15 Février 2018

Congo-Kinshasa: Comment un garçon nommé « Cessez-le-Feu » représente un espoir dans la RDC en conflit

Bien que Bunyakiri et ses environs étaient autrefois le grenier agricole de la province du Sud Kivu, la malnutrition affecte 7 enfants sur 10. Le PAM, l'Organisation des Nations Unies pour l'Alimentation et l'Agriculture (FAO) et le Fonds des Nations Unies pour l'enfance (UNICEF) ont uni leurs forces pour relever ce défi en 2015.

Dans cette zone de la République démocratique du Congo offrant une relative stabilité, cet ambitieux projet humanitaire a commencé à améliorer les conditions de vie de ses habitants.

"J'ai vu que mon fils était émacié mais c'est le relais communautaire qui m'a alerté. Les spécialistes de la nutrition lui ont prescrit du « Plumpy'Sup», explique Mama Fiki, la mère de Cessez-le-Feu. "Il est maintenant en pleine forme, ce qui me rend si heureuse !"

Le projet a vu 11 000 femmes enceintes et allaitantes recevoir un total de 520 tonnes de céréales enrichies, ainsi que de l'huile végétale. Quelque 11 500 enfants âgés de 6 à 23 mois ont reçu 85 tonnes de Plumpy'Doz (une supplément nutritionnel spécial), ce qui améliore l'état nutritionnel et leur permet d'avoir une croissance normale. De plus, 12 000 enfants de 6 à 59 mois qui, comme Cessez-le-Feu, souffraient déjà de malnutrition aiguë modérée, ont reçu 76 tonnes de Plumpy Sup, également un supplément nutritionnel spécifique à haute valeur nutritive. Sans ce soutien, la santé de Cessez-le-Feu - et en fait son avenir - aurait été sérieusement compromis étant donné qu'une mauvaise nutrition peut causer un retard de croissance physique et entraver le développement intellectuel.

Les conflits et les mauvaises habitudes alimentaires ont contribué à l'insécurité alimentaire chronique dans la région. Depuis que les armes se sont tues vers la fin de l'année 2014, les villageois ont pu retourner dans leurs villages et dans leurs champs.

Cette stabilité a créé des conditions favorables à une approche intégrée et innovante de la lutte contre la malnutrition chronique. Les cas de malnutrition sévère aiguë et modérée sont traités avec les contributions du PAM et de l'UNICEF. Des formations aux bonnes pratiques alimentaires sont également organisées. Dans le même temps, le PAM et la FAO aident à renforcer la production agricole en fournissant des kits et des formations agricoles, des vivres et en créant des pépinières à légumes. L'accès à l'eau a également été amélioré grâce à un nouveau système d'adduction et de distribution.

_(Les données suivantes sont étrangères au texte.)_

Issue #11640, opened 2022-08-10
[Feature] New BulkLoad, which support build segment file isolate from Doris cluster


compasses:
### Search before asking

- [X] I had searched in the [issues](https://github.com/apache/incubator-doris/issues?q=is%3Aissue) and found no similar issues.

### Description

Currently, there are several ways to load data into Doris, like broker load, stream load etc. But all these ways have some kind of shortcomings from our perspective, for example:

1. High resource cost, because each tablet has multiple replica, and each replica will do the data load separately.
2. Hard to ensure cluster stable and performance, load jobs may lead to high load of resource competition.
3. Cause query latency climbing up and down, this kind of issue may came across again and again.

So we may want a new way to do data load, like lightweight read / write splitting, which can extremely keep high-throughput write and read.

Here we just have a very rough design, and many details need clarify. 

The overall flow：

![image](https://user-images.githubusercontent.com/10161171/211504237-5020526f-cbb2-4732-93b4-8ca7d676c380.png)

The new bulk load may have some connect with function like backup / restore, broker load etc. 
1. FE issue the bulk load command, and BE will write tablet meta to HDFS.
2. Then FE will schedule a spark / flink job to run segment builder, which will read HDFS data file and build segment file to local, and upload these segment file to HDFS when build finish.
3. Then FE will start to load these segment from HDFS, mainly each BE do the real job.
4. Last the FE need publish this transaction like the broker load.

### Are you willing to submit PR?

- [X] Yes I am willing to submit a PR!

### Code of Conduct

- [X] I agree to follow this project's [Code of Conduct](https://www.apache.org/foundation/policies/conduct)

PR #15839, opened 2023-01-11
[Feature] support segment builder tool

compasses:
# Proposed changes

Issue Number: just one part of #11640

## Problem summary

Describe your changes.

## Checklist(Required)

    - [ ] Yes
    - [ ✓] No
    - [ ] I don't know
2. Has unit tests been added:
    - [ ] Yes
    - [ ] No
    - [ ✓] No Need
    - [ ] Yes
    - [ ✓] No
    - [ ] No Need
    - [ ] Yes
    - [ ✓] No
    - [ ✓] No

## Further comments
This PR is one part of our bulk load implementation, which provide the tool to build the segment file of a tablet in an external way.
It's support build local and HDFS, which means you need provide the meta file and the data file like this:

```
./segment_builder --meta_file=/path/to/hdr/88409.hdr --data_path=/path/to/data/file --format=parquet --is_remote=false

ll /path/to/data/file
xxx1..gz.parquet
xxx2..gz.parquet
...
```
If the file all from the HDFS, the path should be the HDFS path. Currently only support parquet.

Since from internal we use the privately-owned HDFS lib, **so this PR HDFS related code may not work**.  I don't have such open source HDFS environment to test it.

image

From above picture you can see the final work flow:
1. Read the hdr file from the meta path, do some validation and system initialization.
2. Build the HDFS scanner, and read the parquet file from HDFS directly, and generate the segment file on local disk.
3. At last upload the segment file to HDFS, same path with the hdr file, and all these files will be used by the load segment statement.

(@morningman edit)
I sorted out the main process for easy review:

1. `BuilderHelper::initial_build_env()`

	Initialize some objects necessary to start a BE instance

2. `BuilderHelper::open()`

	Open the `StorageEngine` object. And check that the relevant directories are correct, etc.

3. `BuilderHelper::build()`

	1. Read header file from HDFS or local file
	2. Generate `TabletMeta` and `Tablet` object according to header
	3. Collect the list of data files that need to be read
	4. Create `BuilderScannerMemtable` and call `doSegmentBuild(files)`

		1. Generate `BrokerScanNode` and initialize it.
		2. Generate `DeltaWriter` and initialize it
		3. Loop through the `BrokerScanNode` to read the file and write to the `DeltaWriter`
		4. When the reading is complete, close the `DeltaWriter`
		5. Call `revise_rs_metas` to modify `tablet_meta`

	5. After the writing is completed, a new header file is generated
	6. Upload segment file and header file to HDFS if needed

### DIFF
--- a/be/src/olap/tablet_manager.h
+++ b/be/src/olap/tablet_manager.h
@@ -142,7 +142,6 @@ public:
 
     std::set<int64_t> check_all_tablet_segment(bool repair);
 
-private:
     // Add a tablet pointer to StorageEngine
     // If force, drop the existing tablet add this new one
     //
@@ -151,7 +150,7 @@ private:
     //        Status::Error<UNINITIALIZED>(), if not inited
     Status _add_tablet_unlocked(TTabletId tablet_id, const TabletSharedPtr& tablet,
                                 bool update_meta, bool force);
-
+private:
     Status _add_tablet_to_map_unlocked(TTabletId tablet_id, const TabletSharedPtr& tablet,
                                        bool update_meta, bool keep_files, bool drop_old);
 
--- a/be/src/tools/builder_helper.cpp
+++ b/be/src/tools/builder_helper.cpp
@@ -1,0 +1,295 @@
+#include "tools/builder_helper.h"
+
+#include <cstdlib>
+#include <filesystem>
+#include <fstream>
+#include <iostream>
+#include <set>
+#include <sstream>
+#include <string>
+
+#include "common/object_pool.h"
+#include "common/status.h"
+#include "env/env.h"
+#include "exec/parquet_scanner.h"
+#include "exprs/cast_functions.h"
+#include "gen_cpp/Descriptors_types.h"
+#include "gen_cpp/PaloInternalService_types.h"
+#include "gen_cpp/PlanNodes_types.h"
+#include "gen_cpp/olap_file.pb.h"
+#include "gen_cpp/segment_v2.pb.h"
+#include "gutil/strings/numbers.h"
+#include "gutil/strings/split.h"
+#include "gutil/strings/substitute.h"
+#include "io/buffered_reader.h"
+#include "io/file_factory.h"
+#include "io/file_reader.h"
+#include "io/local_file_reader.h"
+#include "json2pb/pb_to_json.h"
+#include "olap/data_dir.h"
+#include "olap/file_helper.h"
+#include "olap/olap_define.h"
+#include "olap/options.h"
+#include "olap/row.h"
+#include "olap/rowset/beta_rowset.h"
+#include "olap/rowset/rowset_id_generator.h"
+#include "olap/rowset/rowset_meta_manager.h"
+#include "olap/rowset/segment_v2/binary_plain_page.h"
+#include "olap/rowset/segment_v2/column_reader.h"
+#include "olap/schema_change.h"
+#include "olap/storage_engine.h"
+#include "olap/storage_policy_mgr.h"
+#include "olap/tablet.h"
+#include "olap/tablet_meta.h"
+#include "olap/tablet_meta_manager.h"
+#include "olap/tablet_schema.h"
+#include "olap/tablet_schema_cache.h"
+#include "olap/utils.h"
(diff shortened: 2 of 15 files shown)


hello-stephen:
 the sum of best hot time: 35.77 seconds
 load time: 496 seconds
 storage size: 17122683656 Bytes
 https://doris-community-test-1308700295.cos.ap-hongkong.myqcloud.com/tmp/20230111160607_clickbench_pr_77941.html

be/src/tools/builder_helper.cpp
```diff
@@ -0,0 +1,295 @@
...
+    if (!doris::config::init(nullptr, true, false, true)) {
+        LOG(FATAL) << "init config fail";
+        exit(-1);
+    }
+    CpuInfo::init();
+    DiskInfo::init();
+    MemInfo::init();
+
+    // write buffer size before flush
+    config::write_buffer_size = 14097152000;
```
spaces-X, line 90: why need to redefine these config variable here?

be/src/tools/builder_helper.cpp
```diff
@@ -0,0 +1,295 @@
...
+    if (_isHDFS) {
+        auto* dfs = hdfsFileSystem.get();
+        std::vector<io::Path> names;
+        dfs->list(_data_path, &names);
+        for (const auto& name : names) {
+            std::string filename = name.filename().c_str();
+            if (filename.substr(filename.size() - _file_type.size()) == _file_type) {
+                LOG(INFO) << "get file:" << name;
+                files.emplace_back(filename);
+            }
```
spaces-X, line 224: suggest to add some warning log when the file type are not matched both in hdfs and local dir.

be/src/tools/builder_scanner_memtable.cpp
```diff
@@ -0,0 +1,346 @@
...
+                              tuple_desc,
+                              &(tuple_desc->slots())};
+
+    DeltaWriter* delta_writer = nullptr;
+    DeltaWriter::open(&write_req, &delta_writer, load_id);
+    status = delta_writer->init();
+    if (!status.ok()) LOG(FATAL) << "delta_writer init fail:" << status.to_string();
+
+    std::filesystem::path segment_path(std::filesystem::path(_build_dir + "/segment"));
+    std::filesystem::remove_all(segment_path);
```
spaces-X, line 284: Nit::
Can we guarantee that the `segment_path` is always a new empty directory ? 
If so it had better to failed rather than `remove all` when there are files under this path.

morningman:
Some questions and suggestions:

1. `builder_scanner` doesn't seem to be used? Only `builder_scanner_memtable` is used?
2. Need to unify the inputs and outputs:
	
	1. Inputs:
	
		* header file in json and data file in parquet(can be orc or other supported file format)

Le but du projet est de prévenir et traiter la malnutrition de manière durable. Pour cette raison, il propose une vision à moyen et à long terme, en renforçant les capacités au niveau des ménages et des exploitations agricoles. De cette façon, les familles peuvent produire plus et se nourrir mieux, et ainsi contribuer, espérons-le, à la refaire de Bunyakiri le grenier à nourriture qu'il a été.

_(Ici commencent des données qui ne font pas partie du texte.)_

PR #15873, opened 2023-01-12
[feature](cooldown) Decouple storage policy and resource

platoneko:
# Proposed changes

Issue Number: close #xxx

## Problem summary

Currently, when users want to use the cold hot separation feature, they need to create resource first and then use created resource to create storage policies. However, for some historical reasons, the BE side will save the properties of resource in the `StoragePolicy`, and construct a `FileSystem` object for each storage policy, store the `FileSystem` object with storage policy name as key in global `FileSystemMap`. For the cooldowned remote rowsets, the storage policy name is recorded to find the location of the data in remote storage. The disadvantages of this design are:
1. Multiple storage policies are likely to use the same resource, but BE will construct `FileSystem` objects for each storage policy, resulting in a waste of memory resources.
2. FE drop storage policy will cause the cooldowned rowset to be unable to find the remote path through the storage policy name, resulting in data loss. It is more appropriate for rowset to index the remote path through the resource id.
3. The inconsistency between BE's implementation and FE semantics of storage policy may lead to difficulties in future development and maintenance.

Note that because the value stored by rowset to locate the remote storage is changed from storage policy name to resource id, the data cooldowned by the storage policy in the previous versions cannot be accessed, which means this PR does not consider compatibility of cold hot feature with previous versions.

In addition, the mechanism for FE to synchronize storage policies to BE has been updated to reduce network overhead. BE periodic report tablets with resources and storage policies in BE's memory, and FE receives the tablet report from BE, then calculates the difference of resources and storage policies between BE and FE, and sends these diffs to BE for synchronization.

## Checklist(Required)

    - [x] Yes
    - [ ] No
    - [ ] I don't know
2. Has unit tests been added:
    - [ ] Yes
    - [x] No
    - [ ] No Need
    - [ ] Yes
    - [x] No
    - [ ] No Need
    - [ ] Yes
    - [x] No
    - [ ] No

## Further comments


hello-stephen:
 the sum of best hot time: 36.18 seconds
 load time: 487 seconds
 storage size: 17122510321 Bytes
 https://doris-community-test-1308700295.cos.ap-hongkong.myqcloud.com/tmp/20230113185350_clickbench_pr_80131.html

dataroaring (approved):
LGTM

« Cette approche intégrée est intéressante car elle mobilise l'expertise de plusieurs agences des Nations Unies sur des problèmes spécifiques liés à la malnutrition chronique », explique David Winiger, Directeur de la Coopération suisse au développement en RDC.

"Cette approche multiplie l'impact positif sur les bénéficiaires. C'est certainement le meilleur moyen de relever un défi aussi vaste que celui de la malnutrition dans cette zone. C'est pourquoi nous avons décidé de continuer à financer le projet pour trois années supplémentaires."

Alors que certains territoires du Sud-Kivu sombrent à nouveau dans la violence, l'exemple de Cessez-le-Feu, au prénom prédestiné, démontre que lorsque la paix revient, des communautés entières peuvent recommencer à espérer.